PR #5170, opened 2017-01-16
All shootouts use high prec timer

bradcray:
Every  once in awhile, we run into a surprise that is caused by some of the shootout directories using the high precision timer and others the default timer.  At the very least, they all ought to use the same timer mechanism, especially when comparing different versions of the same benchmark.  This change converts them all over to us the high precision timer for the following reasons:

* It seems to more accurately resemble what is used on the CLBG site itself
* It returns more accurate results
* It sometimes returns better results, particularly when a program ends with file I/O (we saw this with fasta, for example)

I've started to make this change several times, then never quite finish it or balk, then run into yet another case where the difference between the two timers is noticeable.  The latest is mandelbrot which sees a ~0.2 sec  (or ~4%) difference between the two timers.


bradcray:
For consideration by @chapel-lang/perf-team , particularly @ronawho.

ronawho:
👍

PR #5173, opened 2017-01-16
Sparse block domain clear should reset size

bradcray:
This commit adds a test submitted by Ariful Azad that demonstrates that clearing a sparse block domain did not reset its size.  It also adds a five-minute fix (TM) that seems to fix the issue.


bradcray:
@e-kayrakli and/or @mppf, could you review this?

This issue is making me try to remember whether we have a sparse domain robustness suite, similar to what we support for other distributions in which we can run a bunch of standard sparse computational idioms across various layouts and distributions.  I feel like I did something like this once for LayoutCSR to make sure it was as good as DefaultSparse, but have a feeling that I just hacked it up by hand for a one-time test rather than making it part of the test system...  Do either of you know otherwise?  Thanks.

mppf:
Looks good to me. I don't know the answer about sparse domain robustness tests.

bradcray:
Also, do either of you know which directories contain code that exercise the distributed sparse block domains/arrays?  I'd like to only test those directories with gasnet enabled, but they're hard to find since there's no specific "sparse block" module used...

mppf:
test/distributions/engin/SparseBlock/ test/distributions/bradc/spsBlk/

e-kayrakli:
Fix looks good.

Other than what Michael pointed out for tests: I have test/users/engin/sparse_bulk and test/users/engin/sparse_bulk_dist that specifically tests bulk addition to local and distributed sparse domains, respectively.

PR #4405, opened 2016-08-25
Skip stencilSerial and mandelbrot-unrolled under --fast and 32-bit configs

ronawho:
Due to minor floating point variations across configurations, stencilSerial and
mandelbrot-unrolled can get slightly different binary output. A reference c
mandelbrot version also fails with the equivalent of --fast, so it seems like
it's not a bug on our end but is just a precision difference. This just skips
these tests for 32 bit platforms and when --fast is thrown.

See JIRA 244 for more info: https://chapel.atlassian.net/browse/CHAPEL-244

PR #5175, opened 2017-01-16
Skip new mandelbrot version for linux32

bradcray:
This change follows the lead of PR #4405 which disabled some versions
of mandelbrot for linux32 and --fast.

Over the weekend, testing of my new mandelbrot version failed on
linux32 due to the absence of a single bit on the uppermost border
of the mandelbrot set, which can be seen by zooming into the
expected solution on the CLBG site:

  http://benchmarksgame.alioth.debian.org/download/mandelbrot200.png

It's a little odd that this bit is "on" given how far it is outside
of the mandelbrot set, and on linux32, it's computed as being "off".
But only when --denormalize is on (as it is by default, currently).

As noted on the associated JIRA issue
(https://chapel.atlassian.net/browse/CHAPEL-244), some of the
reference versions of mandelbrot also seem to fail when compiled
with optimizations on (and looking at the website, some of the
leading versions fail or don't seem to be run in the 32-bit
configuration, also seeming to underscore this point).

We didn't seem to get failures for cygwin32, so I made my .skipif more
specialized for now (and Elliot confirms that he made the previous
skipif skip 32-bit just as a precaution).  If the behavior is unstable over
time, it can be expanded as necessary.

### DIFF
--- a/test/studies/shootout/mandelbrot/bradc/mandelbrot-blc.skipif
+++ b/test/studies/shootout/mandelbrot/bradc/mandelbrot-blc.skipif
@@ -2,4 +2,6 @@
 #
 # See JIRA 244 for more info: https://chapel.atlassian.net/browse/CHAPEL-244
 
+# the issue with --fast occurs on chapcs with CHPL_TARGET_ARCH=native
+COMPOPTS <= --fast
 CHPL_TARGET_PLATFORM == linux32
--- a/test/studies/shootout/mandelbrot/bradc/mandelbrot-blc.skipif
+++ b/test/studies/shootout/mandelbrot/bradc/mandelbrot-blc.skipif
@@ -1,0 +1,5 @@
+# Floating point precision variations in some configs cause binary mismatch
+#
+# See JIRA 244 for more info: https://chapel.atlassian.net/browse/CHAPEL-244
+
+CHPL_TARGET_PLATFORM == linux32


bradcray:
@benharsh and @ronawho may be interested in looking at this one.  Ben, it worries me a little that turning off denormalization causes this to pass...  How deeply did you look into the behavior to determine that it's a floating point issue and not a denormalization issue?

benharsh:
I believe we came to that conclusion by observing that a C reference of mandelbrot would also fail on 32-bit (when compiled with the equivalent of --fast). I don't think we looked any deeper than that.

benharsh:
More specifically, I think it was march=native that was causing problems.

bradcray:
OK, thanks.  Even though I'd just read it, I forgot that you'd run reference versions (I'd only checked his website to see that some of them had failed or were missing).  I updated my comment to better reflect this.  You guys OK if I merge?

benharsh:
Fine by me!

ronawho:
Fine by me too. Note that the other tests that we skipped weren't failing under cygwin32 either, I just did a general 32 bit skipif because I didn't want to have to update the skipif if we added new 32 bit platforms or something.

bradcray:
Elliot pointed out that --fast on chapcs is a problem if CHPL_TARGET_ARCH is set to native (I'd set it to none).  Adding that to the skipif as well to be safe.

PR #5177, opened 2017-01-16
Improve chpl_task_idTostring() name, add tests.

gbtitus:
The runtime function chpl_task_idTostring() recently added by #5152
really should have been called chpl_task_idToString() (capitalizing the
'String' part).  And we should have at least a sanity tests for that new
function as well as chpl_task_idEquals() which was added in the same PR.

I'm making these changes myself because I really should have caught the
need for them in my review of #5152.


gbtitus:
@ben-albrecht  would you take a look at this one?  It barely needs a review, just a glance would do.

# Task to complete
All of the data above needs to be retyped exactly, with each line as it stands.

# The answer
PR #5170, opened 2017-01-16
All shootouts use high prec timer

bradcray:
Every  once in awhile, we run into a surprise that is caused by some of the shootout directories using the high precision timer and others the default timer.  At the very least, they all ought to use the same timer mechanism, especially when comparing different versions of the same benchmark.  This change converts them all over to us the high precision timer for the following reasons:

* It seems to more accurately resemble what is used on the CLBG site itself
* It returns more accurate results
* It sometimes returns better results, particularly when a program ends with file I/O (we saw this with fasta, for example)

I've started to make this change several times, then never quite finish it or balk, then run into yet another case where the difference between the two timers is noticeable.  The latest is mandelbrot which sees a ~0.2 sec  (or ~4%) difference between the two timers.


bradcray:
For consideration by @chapel-lang/perf-team , particularly @ronawho.

ronawho:
👍

PR #5173, opened 2017-01-16
Sparse block domain clear should reset size

bradcray:
This commit adds a test submitted by Ariful Azad that demonstrates that clearing a sparse block domain did not reset its size.  It also adds a five-minute fix (TM) that seems to fix the issue.


bradcray:
@e-kayrakli and/or @mppf, could you review this?

This issue is making me try to remember whether we have a sparse domain robustness suite, similar to what we support for other distributions in which we can run a bunch of standard sparse computational idioms across various layouts and distributions.  I feel like I did something like this once for LayoutCSR to make sure it was as good as DefaultSparse, but have a feeling that I just hacked it up by hand for a one-time test rather than making it part of the test system...  Do either of you know otherwise?  Thanks.

mppf:
Looks good to me. I don't know the answer about sparse domain robustness tests.

bradcray:
Also, do either of you know which directories contain code that exercise the distributed sparse block domains/arrays?  I'd like to only test those directories with gasnet enabled, but they're hard to find since there's no specific "sparse block" module used...

mppf:
test/distributions/engin/SparseBlock/ test/distributions/bradc/spsBlk/

e-kayrakli:
Fix looks good.

Other than what Michael pointed out for tests: I have test/users/engin/sparse_bulk and test/users/engin/sparse_bulk_dist that specifically tests bulk addition to local and distributed sparse domains, respectively.

PR #4405, opened 2016-08-25
Skip stencilSerial and mandelbrot-unrolled under --fast and 32-bit configs

ronawho:
Due to minor floating point variations across configurations, stencilSerial and
mandelbrot-unrolled can get slightly different binary output. A reference c
mandelbrot version also fails with the equivalent of --fast, so it seems like
it's not a bug on our end but is just a precision difference. This just skips
these tests for 32 bit platforms and when --fast is thrown.

See JIRA 244 for more info: https://chapel.atlassian.net/browse/CHAPEL-244

PR #5175, opened 2017-01-16
Skip new mandelbrot version for linux32

bradcray:
This change follows the lead of PR #4405 which disabled some versions
of mandelbrot for linux32 and --fast.

Over the weekend, testing of my new mandelbrot version failed on
linux32 due to the absence of a single bit on the uppermost border
of the mandelbrot set, which can be seen by zooming into the
expected solution on the CLBG site:

  http://benchmarksgame.alioth.debian.org/download/mandelbrot200.png

It's a little odd that this bit is "on" given how far it is outside
of the mandelbrot set, and on linux32, it's computed as being "off".
But only when --denormalize is on (as it is by default, currently).

As noted on the associated JIRA issue
(https://chapel.atlassian.net/browse/CHAPEL-244), some of the
reference versions of mandelbrot also seem to fail when compiled
with optimizations on (and looking at the website, some of the
leading versions fail or don't seem to be run in the 32-bit
configuration, also seeming to underscore this point).

We didn't seem to get failures for cygwin32, so I made my .skipif more
specialized for now (and Elliot confirms that he made the previous
skipif skip 32-bit just as a precaution).  If the behavior is unstable over
time, it can be expanded as necessary.

### DIFF
--- a/test/studies/shootout/mandelbrot/bradc/mandelbrot-blc.skipif
+++ b/test/studies/shootout/mandelbrot/bradc/mandelbrot-blc.skipif
@@ -2,4 +2,6 @@
 #
 # See JIRA 244 for more info: https://chapel.atlassian.net/browse/CHAPEL-244
 
+# the issue with --fast occurs on chapcs with CHPL_TARGET_ARCH=native
+COMPOPTS <= --fast
 CHPL_TARGET_PLATFORM == linux32
--- a/test/studies/shootout/mandelbrot/bradc/mandelbrot-blc.skipif
+++ b/test/studies/shootout/mandelbrot/bradc/mandelbrot-blc.skipif
@@ -1,0 +1,5 @@
+# Floating point precision variations in some configs cause binary mismatch
+#
+# See JIRA 244 for more info: https://chapel.atlassian.net/browse/CHAPEL-244
+
+CHPL_TARGET_PLATFORM == linux32


bradcray:
@benharsh and @ronawho may be interested in looking at this one.  Ben, it worries me a little that turning off denormalization causes this to pass...  How deeply did you look into the behavior to determine that it's a floating point issue and not a denormalization issue?

benharsh:
I believe we came to that conclusion by observing that a C reference of mandelbrot would also fail on 32-bit (when compiled with the equivalent of --fast). I don't think we looked any deeper than that.

benharsh:
More specifically, I think it was march=native that was causing problems.

bradcray:
OK, thanks.  Even though I'd just read it, I forgot that you'd run reference versions (I'd only checked his website to see that some of them had failed or were missing).  I updated my comment to better reflect this.  You guys OK if I merge?

benharsh:
Fine by me!

ronawho:
Fine by me too. Note that the other tests that we skipped weren't failing under cygwin32 either, I just did a general 32 bit skipif because I didn't want to have to update the skipif if we added new 32 bit platforms or something.

bradcray:
Elliot pointed out that --fast on chapcs is a problem if CHPL_TARGET_ARCH is set to native (I'd set it to none).  Adding that to the skipif as well to be safe.

PR #5177, opened 2017-01-16
Improve chpl_task_idTostring() name, add tests.

gbtitus:
The runtime function chpl_task_idTostring() recently added by #5152
really should have been called chpl_task_idToString() (capitalizing the
'String' part).  And we should have at least a sanity tests for that new
function as well as chpl_task_idEquals() which was added in the same PR.

I'm making these changes myself because I really should have caught the
need for them in my review of #5152.


gbtitus:
@ben-albrecht  would you take a look at this one?  It barely needs a review, just a glance would do.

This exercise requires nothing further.